Absurdly Driven looks at the world of business with a skeptical eye and a firmly rooted tongue in cheek.
Some brands can't help themselves.
They believe they're so big and important that, any time a major event comes around, they need to insert themselves into it. Even when that major event is horrific, like the coronavirus Covid-19.
But in marketing, stopping and thinking can be wiser than being first to action.
McDonald's chose to market a splitting of the arches on its logo--the idea came from Brazil--as a spur to social distancing. It was very pretty. Perhaps it might win creative awards.
But then there are actual consumers whose lives have been completely altered by the virus.

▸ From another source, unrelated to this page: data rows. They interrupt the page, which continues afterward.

PR #5702, opened 2026-06-16
KTOR-9663 Upgrade to Kotlin 2.4

osipxd:
**Subsystem**
Infrastructure, Core

**Motivation**
[KTOR-9663](https://youtrack.jetbrains.com/issue/KTOR-9663) Upgrade to Kotlin 2.4

**Solution**
Update Kotlin, bump API level and Language level


osipxd:
"Check ABI" fails because it can't correctly generate ABI dumps on a Linux machine. We should switch to macOS agents, probably

PR #5703, opened 2026-06-17
KTOR-9632 Fix merge engine capabilities in the DefaultRequest handler

Stexxe:
https://youtrack.jetbrains.com/issue/KTOR-9632

### DIFF
--- a/ktor-client/ktor-client-core/common/src/io/ktor/client/plugins/DefaultRequest.kt
+++ b/ktor-client/ktor-client-core/common/src/io/ktor/client/plugins/DefaultRequest.kt
@@ -94,24 +94,23 @@ public class DefaultRequest private constructor(private val block: DefaultReques
                 }
                 val defaultUrl = defaultRequest.url.build()
                 mergeUrls(defaultUrl, context.url)
-                defaultRequest.attributes.allKeys.forEach {
-                    if (it == ENGINE_CAPABILITIES_KEY) {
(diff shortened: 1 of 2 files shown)


ktor-client/ktor-client-core/common/src/io/ktor/client/plugins/DefaultRequest.kt
bjhham: Would be more idiomatic and readable with a `when` here, like so:

```suggestion
                defaultRequest.attributes.allKeys.forEach { key ->
                    when(key) {
                        ENGINE_CAPABILITIES_KEY -> {
                            context.attributes.computeIfAbsent(ENGINE_CAPABILITIES_KEY) {
                                mutableMapOf()
                            }.apply {
                                putAll(defaultRequest.attributes[ENGINE_CAPABILITIES_KEY] - keys)
                            }
                        }
                        !in context.attributes -> {
                            @Suppress("UNCHECKED_CAST")
                            context.attributes.put(key as AttributeKey<Any>, defaultRequest.attributes[key])
                        }
                    }
                }
```

Stexxe: I've changed the `if` to `when`, however, I don't want to use `putAll` because it requires allocation of a new list.

bjhham (approved):

osipxd (approved):

PR #5707, opened 2026-06-19
KTOR-9252 Incomplete gzip response causes client/server to hang

osipxd:
**Subsystem**
ktor-utils, content encoding

**Motivation**
[KTOR-9252](https://youtrack.jetbrains.com/issue/KTOR-9252): malformed or incomplete gzip content can leave the JVM `Inflater` waiting for more input after the source channel has already reached EOF. The decoder then keeps trying to inflate without making progress, which can hang client/server content decoding and burn CPU.

**Solution**
Detect incomplete compressed input after EOF and fail with `EOFException` instead of continuing the inflate loop. Added a focused JVM regression test that decodes malformed gzip directly through `GZip.decode`.

Validation: `:ktor-utils:jvmTest --tests io.ktor.tests.utils.EncodersJvmTest.testMalformedGzipFails --rerun` passed, 1 test executed.

### DIFF
--- a/ktor-utils/jvm/src/io/ktor/util/EncodersJvm.kt
+++ b/ktor-utils/jvm/src/io/ktor/util/EncodersJvm.kt
@@ -1,5 +1,5 @@
 /*
- * Copyright 2014-2019 JetBrains s.r.o and contributors. Use of this source code is governed by the Apache 2.0 license.
+ * Copyright 2014-2026 JetBrains s.r.o and contributors. Use of this source code is governed by the Apache 2.0 license.
  */
 
 package io.ktor.util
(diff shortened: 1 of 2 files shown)


ktor-utils/jvm/src/io/ktor/util/EncodersJvm.kt
```diff
@@ -139,6 +140,7 @@ private fun inflate(
         readBuffer.flip()
 
         while (!inflater.finished()) {
+            if (inflater.needsInput()) throw EOFException("Compressed input is incomplete.")
```
osipxd: For review: this code fragment goes after `source.isClosedForRead == true`, so `needsInput()` would never be satisfied.

zibet27 (approved):
lgtm 👍

bjhham (approved):

ktor-utils/jvm/src/io/ktor/util/EncodersJvm.kt
osipxd: Actually Codex is correct here and `needsInput()` can be `true` in a valid state. So changed this condition to `inflated == 0 && inflater.needsInput()`

PR #5708, opened 2026-06-21
KTOR-9670: Honor Accept-Encoding q=0 and most-specific matching

nickjn92:
KTOR-9670

## What
The server `Compression` plugin ignored `Accept-Encoding` quality values when choosing a response content-coding. It:
- never excluded a coding the client refused with `q=0`,
- never let an explicitly named coding override a `*` wildcard, and
- matched coding tokens case-sensitively.

For example, a request with `Accept-Encoding: gzip;q=0` still received a gzip-compressed response.

## Why
These contradict HTTP content negotiation (RFC 7231 §5.3.4): `q=0` means "not acceptable", the most specific `Accept-Encoding` entry wins, and coding tokens are case-insensitive.

## How
`encode()` now resolves each configured encoder's *effective* quality from its most specific matching entry (an explicit name overrides `*`, compared case-insensitively), drops codings whose effective quality is `0`, and orders the remaining encoders by quality then configured priority. The existing priority tie-break and the uncompressed fallback (when no encoder is eligible) are preserved. No public API change.

## Tests
New `CompressionAcceptEncodingTest` (15 cases) covers `q=0` exclusion, explicit-over-wildcard precedence (including positive qualities), case-insensitive matching, priority tie-breaks, and the uncompressed fallback. Existing `CompressionTest` (47) and the CIO engine `CompressionTestSuite` remain green.

Pre-flight (`formatKotlin`, `lintKotlin`, `checkKotlinAbi`, `assemble`) all pass; ABI unchanged.

## Risk
Behavior change for clients that send `q=0` or relied on the previous case-sensitive matching. No public API or signature changes.

### DIFF
--- a/ktor-server/ktor-server-plugins/ktor-server-compression/jvm/src/io/ktor/server/plugins/compression/Compression.kt
+++ b/ktor-server/ktor-server-plugins/ktor-server-compression/jvm/src/io/ktor/server/plugins/compression/Compression.kt
@@ -216,16 +216,13 @@ private suspend fun ContentDecoding.Context.decode(
     }
 }
 
+private class AcceptedEncoder(val config: CompressionEncoderConfig, val quality: Double)
+
 private fun ContentEncoding.Context.encode(call: PipelineCall, options: CompressionOptions) {
     if (call.response.isSSEResponse()) {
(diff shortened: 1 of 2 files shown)


bjhham (approved):
Looks good, thanks 👍

PR #5709, opened 2026-06-22
KTOR-9606 Fix ConverterTest for web targets

bjhham:
**Subsystem**
Serialization

**Motivation**
Looks like we missed a test failure introduced in https://github.com/ktorio/ktor/pull/5652

**Solution**
Returning null on empty content is usually invalid, so I moved the fix higher up the pipeline by checking if the content is empty with a suspension `awaitContent()`.  Now, nullables will properly return null for empty bodies.


Stexxe (approved):

osipxd (changes requested):
Now [one protobuf test](https://github.com/ktorio/ktor/commit/eb14d5347ca7dafdcc58d2c110aff1d895668f9e) started failing. That was the reason why this check was done "only if extensions not empy". But probably that proguard fix should be different 🤔

bjhham:
Checking protobuf serialization test failure 👀

bjhham:
I think I'll look at an alternative fix for the original issue.  Returning nulls on empty input seems to introduce inconsistency, and could be considered invalid behaviour.

osipxd (approved):
Nicely done!

PR #5710, opened 2026-06-22
KTOR-8766 Fix multiple invocations of close from DI

bjhham:
**Subsystem**
Server, DI

**Motivation**
[KTOR-8766](https://youtrack.jetbrains.com/issue/KTOR-8766) DI: The close method is called twice on cleanup of AutoCloseable

**Solution**
The multiple invocations were caused by iterating on "implicit" keys in the DI registry map.  Replaced the instance check with an exhaustive when so that we can be more explicit here, importantly avoiding all non-source keys.

### DIFF
--- a/ktor-server/ktor-server-plugins/ktor-server-di/common/src/io/ktor/server/plugins/di/DependencyInjection.kt
+++ b/ktor-server/ktor-server-plugins/ktor-server-di/common/src/io/ktor/server/plugins/di/DependencyInjection.kt
@@ -163,18 +163,23 @@ public val DI: ApplicationPlugin<DependencyInjectionConfig> =
             }
             monitor.subscribe(ApplicationStopping) {
                 for ((key, initializer) in dependencyMap.entries.reversed()) {
-                    if (initializer is DependencyInitializer.Ambiguous ||
-                        initializer is DependencyInitializer.Missing
-                    ) {
-                        continue
-                    }
-                    try {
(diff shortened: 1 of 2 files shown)


ktor-server/ktor-server-plugins/ktor-server-di/common/src/io/ktor/server/plugins/di/DependencyInjection.kt
```diff
@@ -163,18 +163,23 @@ public val DI: ApplicationPlugin<DependencyInjectionConfig> =
...
+                        is DependencyInitializer.Implicit -> continue
+
+                        is DependencyInitializer.Explicit,
+                        is DependencyInitializer.Value -> {
+                            try {
+                                val instance = registry.getDeferred<Any?>(key).tryGetCompleted() ?: continue
+                                registry.shutdownHooks[key]?.invoke(instance)
+                                onShutdown(key, instance)
+                            } catch (e: Throwable) {
+                                if (e !is CancellationException) {
```
zibet27: Should we cancel the coroutine scope if e is CancellationException?

bjhham: Hmm yeah looks like it.

zibet27 (approved):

To some of them, the McDonald's ad looked like vacuous self-promotion for a brand leader. Or, even worse, a lecture.
Soon, the burger chain was inundated with suggestions that perhaps a bigger priority might be to actually help or perhaps pay its employees sick leave. Even Senator Bernie Sanders chipped in on Twitter.
Another sample Twitter comment went like this:
I don't want your cute logo play McDonalds. I want you offering a million free meals to those in need. I want you turning your drive thru into safe testing sites.
It got so bad that McDonald's was forced to apologize.
Enter Burger King.
It decided to offer something practical. Free kids' meals, for example.
Only then did it communicate with customers in something like its usual, playful way.
Perhaps one of the more wittily thoughtful pieces of communication came from its French arm. It offered a way to make a Whopper, while you wait for the original to become available again.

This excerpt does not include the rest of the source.